4. Raid5d calls into handle_stripe(), which calls handle_stripe5() for raid5.
5. Handle_stripe5() would call handle_stripe_fill5(), which will in turn call fetch_block5(). Fetch_block5() will set the R5_LOCKED and R5_WantRead flags, while handle_stripe_fill5() will set the STRIPE_HANDLE flag (which was previously cleared by handle_stripe5()).
6. Handle_stripe5() will then call ops_run_io() to register I/O completion function to be raid5_end_read_request() and submit I/O requests for all the bio in rdev->req of each disk. Finally handle_stripe5() calls return_io() and returns.

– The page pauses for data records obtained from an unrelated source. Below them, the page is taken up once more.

PR #236, opened 2020-03-19
Fix ascii error on context menu

### LINKED ISSUE #220: 0.5.0 init issue on windows / and ascii error
**Describe the bug**
The add-on don't start properly on windows. 
On a fresh kodi install (AppData clean), the add-on first configuration works (server/credentials/library/first sync), then on restart, no "Welcome me!" message and no sync.
Tested on Kodi Windows UWP 18.5 and Kodi 18.6 x64 standard (fresh install in between).
On Android (no fresh install yet), we have the welcome message but no sync appears.

**Logs**
Windows UWP:
https://pastebin.com/7sis95qF
Windows standard x64 Bin:
https://pastebin.com/CBxZHwB0
Android:
https://pastebin.com/PvHdyhhX

**System**
 - OS: [Windows]
 - Jellyfin Version: [10.4.3]
 - Kodi Version: [18.5-6]
 - Addon Version: [0.5.0]

mcarlton00:
Fixes the ascii decoding error when selecting an option with special characters in the context menu of an item.  It seems as though Kodi's internal getLabel return true strings and not respecting the `unicode_literals` in this file

Fixes #220 (again)

### DIFF
--- a/jellyfin_kodi/dialogs/context.py
+++ b/jellyfin_kodi/dialogs/context.py
@@ -64,7 +64,7 @@ class ContextMenu(xbmcgui.WindowXMLDialog):
 
             if self.getFocusId() == LIST:
                 option = self.list_.getSelectedItem()
-                self.selected_option = option.getLabel()
+                self.selected_option = option.getLabel().decode('utf-8')
                 LOG.info('option selected: %s', self.selected_option)
 
                 self.close()
--- a/jellyfin_kodi/dialogs/context.py
+++ b/jellyfin_kodi/dialogs/context.py
@@ -7,6 +7,7 @@ import logging
 import os
 
 from kodi_six import xbmcgui, xbmcaddon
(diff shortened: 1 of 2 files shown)


jellyfin_kodi/dialogs/context.py
```diff
@@ -64,7 +64,7 @@ def onAction(self, action):
 
             if self.getFocusId() == LIST:
                 option = self.list_.getSelectedItem()
-                self.selected_option = option.getLabel()
+                self.selected_option = option.getLabel().decode('utf-8')
```
oddstr13: We should be using `six.ensure_text()` in stead, this will fail if `.getLabel()` ever returns an `unicode` object.
We should also add `version="1.13.0"` to the six dependency, as this function got added somewhere between `v1.11 - 1.13`.

PR #263, opened 2020-04-02
Update deprecated kodi api functions

oddstr13:
Kodi 19 now with less stack traces.


oddstr13:
Yes, I'm running Kodi nightlies on my system, and this fixes a few deprecated (and now removed) Kodi API calls, and a Py2->3 one.

Issue #5114, opened 2018-06-21
sphinx make html error:【WinError 5】


Sunnysky080:
Subject: <cannot use the command make html with an WinError 5>

### Problem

7. Raid5d then calls release_stripe(). Note: the I/O completion function raid5_end_read_request() and release_stripe() run in the same time???
8. Raid5_end_read_request() will set R5_UPTODATE flag and STRIPE_HANDLE flag, and call release_stripe() function.
9. Release_stripe() will again call handle_stripe() function. This time according to all the flags, handle_stripe() will call raiad_run_ops(), which will in turn call ops_run_biofill() to copy the data previous read to user-submitted bio asscociated buffer. Upon completion of this async coping, ops_complete_biofill() is called, which set STRIPE_HANDLE flag again.
10. This time handle_stripe() is called but it does nothing but clear STRIPE_HANDLE flag
11. Control returns to make_request, which calls bio_endio to return user-submitted bio.
12. Finally, calls into release_stripe() function which releases current stripe and if necessary, wake up raid5d to deal with other stipes.